=== Given data ===

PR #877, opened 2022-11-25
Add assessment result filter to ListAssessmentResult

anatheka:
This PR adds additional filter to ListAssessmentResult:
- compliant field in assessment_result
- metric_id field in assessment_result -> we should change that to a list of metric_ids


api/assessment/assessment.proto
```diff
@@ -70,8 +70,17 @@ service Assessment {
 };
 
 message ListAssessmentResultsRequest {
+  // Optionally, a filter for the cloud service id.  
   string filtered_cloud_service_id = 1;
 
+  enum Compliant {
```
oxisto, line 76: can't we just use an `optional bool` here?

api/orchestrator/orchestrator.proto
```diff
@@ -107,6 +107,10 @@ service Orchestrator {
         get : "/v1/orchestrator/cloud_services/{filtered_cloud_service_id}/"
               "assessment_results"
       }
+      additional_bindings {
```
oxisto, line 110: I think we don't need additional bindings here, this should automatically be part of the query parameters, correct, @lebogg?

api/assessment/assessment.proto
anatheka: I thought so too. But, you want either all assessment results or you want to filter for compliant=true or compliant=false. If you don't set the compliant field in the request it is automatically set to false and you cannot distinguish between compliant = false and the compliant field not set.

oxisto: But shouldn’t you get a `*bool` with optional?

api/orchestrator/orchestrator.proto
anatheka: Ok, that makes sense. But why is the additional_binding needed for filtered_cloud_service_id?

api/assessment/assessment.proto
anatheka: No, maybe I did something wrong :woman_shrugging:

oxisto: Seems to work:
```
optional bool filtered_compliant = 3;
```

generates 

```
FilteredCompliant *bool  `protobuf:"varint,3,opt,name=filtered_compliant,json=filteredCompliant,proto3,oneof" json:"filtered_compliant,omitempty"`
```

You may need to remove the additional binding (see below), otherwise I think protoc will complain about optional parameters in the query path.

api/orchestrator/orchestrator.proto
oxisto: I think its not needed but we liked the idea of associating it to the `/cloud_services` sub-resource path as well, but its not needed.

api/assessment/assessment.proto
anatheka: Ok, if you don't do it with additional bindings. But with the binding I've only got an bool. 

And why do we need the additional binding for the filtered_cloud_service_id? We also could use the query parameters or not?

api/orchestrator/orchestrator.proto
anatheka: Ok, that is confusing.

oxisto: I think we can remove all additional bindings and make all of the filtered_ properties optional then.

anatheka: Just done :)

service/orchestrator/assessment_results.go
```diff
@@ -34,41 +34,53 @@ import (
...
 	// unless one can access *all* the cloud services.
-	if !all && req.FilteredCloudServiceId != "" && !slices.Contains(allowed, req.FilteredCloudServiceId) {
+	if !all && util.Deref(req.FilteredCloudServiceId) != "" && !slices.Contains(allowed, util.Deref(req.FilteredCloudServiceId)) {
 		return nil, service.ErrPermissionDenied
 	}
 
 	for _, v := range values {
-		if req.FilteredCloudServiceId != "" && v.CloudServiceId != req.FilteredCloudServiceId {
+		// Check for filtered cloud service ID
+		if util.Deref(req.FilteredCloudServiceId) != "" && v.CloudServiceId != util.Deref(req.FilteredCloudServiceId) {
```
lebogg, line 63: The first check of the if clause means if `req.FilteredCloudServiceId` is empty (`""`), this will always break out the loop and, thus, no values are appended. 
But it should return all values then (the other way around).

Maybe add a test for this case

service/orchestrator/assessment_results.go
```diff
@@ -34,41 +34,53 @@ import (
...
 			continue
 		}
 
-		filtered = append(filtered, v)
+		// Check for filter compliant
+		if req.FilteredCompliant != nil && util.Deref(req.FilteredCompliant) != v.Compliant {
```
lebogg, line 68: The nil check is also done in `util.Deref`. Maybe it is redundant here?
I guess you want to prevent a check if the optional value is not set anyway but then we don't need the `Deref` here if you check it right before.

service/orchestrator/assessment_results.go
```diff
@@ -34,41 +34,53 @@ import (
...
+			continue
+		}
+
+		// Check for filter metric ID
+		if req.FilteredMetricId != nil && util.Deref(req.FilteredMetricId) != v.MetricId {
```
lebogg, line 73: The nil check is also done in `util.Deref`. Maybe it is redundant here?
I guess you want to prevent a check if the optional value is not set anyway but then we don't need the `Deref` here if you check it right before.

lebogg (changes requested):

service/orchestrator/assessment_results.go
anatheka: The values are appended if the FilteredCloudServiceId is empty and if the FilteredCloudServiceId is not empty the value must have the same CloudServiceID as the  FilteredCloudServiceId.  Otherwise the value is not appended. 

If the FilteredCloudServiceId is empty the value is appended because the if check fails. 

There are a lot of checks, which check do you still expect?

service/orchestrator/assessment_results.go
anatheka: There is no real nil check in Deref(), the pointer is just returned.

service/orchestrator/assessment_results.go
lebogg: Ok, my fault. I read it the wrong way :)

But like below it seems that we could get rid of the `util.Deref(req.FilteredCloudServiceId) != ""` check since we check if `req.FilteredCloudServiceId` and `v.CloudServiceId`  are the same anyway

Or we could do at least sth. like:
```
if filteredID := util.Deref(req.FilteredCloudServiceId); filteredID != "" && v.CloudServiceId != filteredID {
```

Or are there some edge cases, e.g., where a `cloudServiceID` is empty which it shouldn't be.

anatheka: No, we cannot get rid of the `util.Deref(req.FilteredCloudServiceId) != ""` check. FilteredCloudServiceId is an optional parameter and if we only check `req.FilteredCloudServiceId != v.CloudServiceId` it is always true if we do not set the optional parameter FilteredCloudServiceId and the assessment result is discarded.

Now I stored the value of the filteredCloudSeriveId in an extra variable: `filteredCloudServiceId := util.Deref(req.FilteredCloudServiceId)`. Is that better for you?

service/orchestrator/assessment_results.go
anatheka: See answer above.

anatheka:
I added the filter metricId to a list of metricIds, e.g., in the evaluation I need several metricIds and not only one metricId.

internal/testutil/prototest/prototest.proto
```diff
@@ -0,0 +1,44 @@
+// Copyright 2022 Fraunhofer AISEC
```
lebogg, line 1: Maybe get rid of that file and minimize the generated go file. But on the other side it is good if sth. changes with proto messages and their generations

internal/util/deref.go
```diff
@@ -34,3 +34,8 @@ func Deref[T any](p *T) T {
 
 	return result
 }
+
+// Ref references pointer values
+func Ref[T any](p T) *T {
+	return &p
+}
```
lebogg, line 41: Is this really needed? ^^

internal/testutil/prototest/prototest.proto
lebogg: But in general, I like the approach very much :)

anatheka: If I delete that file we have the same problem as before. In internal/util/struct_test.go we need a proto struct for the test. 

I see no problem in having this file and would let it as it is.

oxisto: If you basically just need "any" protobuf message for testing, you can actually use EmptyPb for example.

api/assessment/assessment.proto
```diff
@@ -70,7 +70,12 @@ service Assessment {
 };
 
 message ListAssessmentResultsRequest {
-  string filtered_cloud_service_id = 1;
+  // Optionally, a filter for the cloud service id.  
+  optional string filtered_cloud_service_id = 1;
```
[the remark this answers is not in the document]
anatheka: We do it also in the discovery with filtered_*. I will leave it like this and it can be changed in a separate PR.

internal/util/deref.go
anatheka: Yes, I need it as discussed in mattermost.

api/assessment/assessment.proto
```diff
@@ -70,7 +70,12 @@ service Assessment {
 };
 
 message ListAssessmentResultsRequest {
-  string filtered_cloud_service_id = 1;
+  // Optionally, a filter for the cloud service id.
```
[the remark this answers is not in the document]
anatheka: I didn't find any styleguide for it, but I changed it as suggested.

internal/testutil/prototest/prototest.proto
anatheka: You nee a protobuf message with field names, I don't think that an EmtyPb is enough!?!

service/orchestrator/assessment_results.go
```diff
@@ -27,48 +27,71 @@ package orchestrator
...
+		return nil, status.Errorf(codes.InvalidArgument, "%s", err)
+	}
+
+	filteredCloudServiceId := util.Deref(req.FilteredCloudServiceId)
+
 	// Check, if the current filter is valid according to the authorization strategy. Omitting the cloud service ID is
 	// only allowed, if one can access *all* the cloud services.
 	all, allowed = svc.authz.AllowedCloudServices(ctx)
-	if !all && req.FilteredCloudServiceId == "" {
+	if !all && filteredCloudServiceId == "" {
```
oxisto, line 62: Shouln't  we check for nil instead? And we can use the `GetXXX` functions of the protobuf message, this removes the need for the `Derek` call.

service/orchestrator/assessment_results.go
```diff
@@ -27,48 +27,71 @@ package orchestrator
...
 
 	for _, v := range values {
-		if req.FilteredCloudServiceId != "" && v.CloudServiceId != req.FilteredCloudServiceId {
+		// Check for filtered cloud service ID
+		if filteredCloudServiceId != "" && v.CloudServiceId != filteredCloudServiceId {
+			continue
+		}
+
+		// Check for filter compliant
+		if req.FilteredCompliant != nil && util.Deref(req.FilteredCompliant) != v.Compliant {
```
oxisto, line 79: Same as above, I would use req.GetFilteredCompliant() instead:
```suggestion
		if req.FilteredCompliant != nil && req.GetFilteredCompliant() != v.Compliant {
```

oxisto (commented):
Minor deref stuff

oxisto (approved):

===
=== Given data ===

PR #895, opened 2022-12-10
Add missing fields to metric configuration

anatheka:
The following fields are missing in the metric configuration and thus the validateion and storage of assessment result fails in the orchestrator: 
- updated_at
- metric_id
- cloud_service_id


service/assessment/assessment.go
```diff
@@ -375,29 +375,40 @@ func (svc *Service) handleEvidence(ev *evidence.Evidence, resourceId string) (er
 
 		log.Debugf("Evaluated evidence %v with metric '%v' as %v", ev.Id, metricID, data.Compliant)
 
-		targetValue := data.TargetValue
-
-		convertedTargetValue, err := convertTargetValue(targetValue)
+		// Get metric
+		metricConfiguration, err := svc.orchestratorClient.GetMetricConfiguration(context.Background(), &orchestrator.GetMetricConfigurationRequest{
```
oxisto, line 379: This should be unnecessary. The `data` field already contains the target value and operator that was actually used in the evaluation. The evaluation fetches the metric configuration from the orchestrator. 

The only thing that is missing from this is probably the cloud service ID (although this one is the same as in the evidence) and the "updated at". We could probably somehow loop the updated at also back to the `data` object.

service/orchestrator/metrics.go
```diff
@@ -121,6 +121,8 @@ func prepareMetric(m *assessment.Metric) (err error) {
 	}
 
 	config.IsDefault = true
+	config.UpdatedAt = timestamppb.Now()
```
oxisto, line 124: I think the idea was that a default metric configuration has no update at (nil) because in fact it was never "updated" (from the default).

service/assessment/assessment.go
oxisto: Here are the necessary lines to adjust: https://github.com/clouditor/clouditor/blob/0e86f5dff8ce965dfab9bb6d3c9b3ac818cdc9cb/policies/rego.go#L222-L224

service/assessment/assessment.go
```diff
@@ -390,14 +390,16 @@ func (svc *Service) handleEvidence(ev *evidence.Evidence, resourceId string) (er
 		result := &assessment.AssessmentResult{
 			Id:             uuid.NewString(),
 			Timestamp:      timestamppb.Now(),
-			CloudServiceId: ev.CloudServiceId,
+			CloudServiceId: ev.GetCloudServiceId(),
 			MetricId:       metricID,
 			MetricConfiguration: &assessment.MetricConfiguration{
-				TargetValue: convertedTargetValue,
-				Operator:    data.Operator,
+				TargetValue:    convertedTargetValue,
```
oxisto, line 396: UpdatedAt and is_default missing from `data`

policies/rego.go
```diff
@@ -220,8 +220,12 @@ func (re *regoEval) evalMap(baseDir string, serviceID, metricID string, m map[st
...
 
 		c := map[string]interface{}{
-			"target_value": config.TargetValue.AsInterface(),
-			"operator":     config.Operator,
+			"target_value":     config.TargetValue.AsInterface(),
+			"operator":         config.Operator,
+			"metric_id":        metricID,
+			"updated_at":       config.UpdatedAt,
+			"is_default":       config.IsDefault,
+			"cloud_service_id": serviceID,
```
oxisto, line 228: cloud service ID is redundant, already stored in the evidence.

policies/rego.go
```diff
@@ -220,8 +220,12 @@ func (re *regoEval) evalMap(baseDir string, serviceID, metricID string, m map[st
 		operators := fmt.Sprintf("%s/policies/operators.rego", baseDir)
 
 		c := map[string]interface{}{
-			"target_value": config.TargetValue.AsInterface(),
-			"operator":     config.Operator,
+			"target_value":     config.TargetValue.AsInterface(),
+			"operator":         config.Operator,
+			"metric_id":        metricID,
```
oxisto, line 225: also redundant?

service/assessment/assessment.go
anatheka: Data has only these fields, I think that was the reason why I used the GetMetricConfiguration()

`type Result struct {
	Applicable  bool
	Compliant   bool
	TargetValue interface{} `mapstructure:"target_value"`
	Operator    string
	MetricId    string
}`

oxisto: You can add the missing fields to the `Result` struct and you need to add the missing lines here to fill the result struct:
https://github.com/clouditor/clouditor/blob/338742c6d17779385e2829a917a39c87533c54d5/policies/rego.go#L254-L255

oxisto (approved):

===
=== Given data ===

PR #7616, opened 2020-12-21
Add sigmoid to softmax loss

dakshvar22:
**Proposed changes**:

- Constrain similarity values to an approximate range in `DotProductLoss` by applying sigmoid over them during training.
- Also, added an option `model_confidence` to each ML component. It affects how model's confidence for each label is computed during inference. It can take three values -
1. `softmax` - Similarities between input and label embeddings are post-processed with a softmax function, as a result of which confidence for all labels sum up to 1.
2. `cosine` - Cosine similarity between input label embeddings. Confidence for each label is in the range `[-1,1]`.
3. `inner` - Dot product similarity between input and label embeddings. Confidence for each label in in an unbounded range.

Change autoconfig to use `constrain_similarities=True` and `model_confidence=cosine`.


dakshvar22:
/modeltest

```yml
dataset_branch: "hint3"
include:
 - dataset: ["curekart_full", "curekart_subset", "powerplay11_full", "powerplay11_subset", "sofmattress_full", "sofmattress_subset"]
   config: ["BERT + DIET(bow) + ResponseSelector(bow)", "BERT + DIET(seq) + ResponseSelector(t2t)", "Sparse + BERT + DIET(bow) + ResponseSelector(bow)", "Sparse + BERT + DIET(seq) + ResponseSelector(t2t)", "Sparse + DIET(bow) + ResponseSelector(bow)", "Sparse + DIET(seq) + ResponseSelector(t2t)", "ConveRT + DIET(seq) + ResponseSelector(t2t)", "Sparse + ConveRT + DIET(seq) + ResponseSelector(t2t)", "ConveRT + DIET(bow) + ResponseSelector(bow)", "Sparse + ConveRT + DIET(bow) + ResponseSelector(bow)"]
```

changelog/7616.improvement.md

===

(What you have to do) When a line in the data above contains the string "similarity", copy that line.

(Written response)
- Constrain similarity values to an approximate range in `DotProductLoss` by applying sigmoid over them during training.
2. `cosine` - Cosine similarity between input label embeddings. Confidence for each label is in the range `[-1,1]`.
3. `inner` - Dot product similarity between input and label embeddings. Confidence for each label in in an unbounded range.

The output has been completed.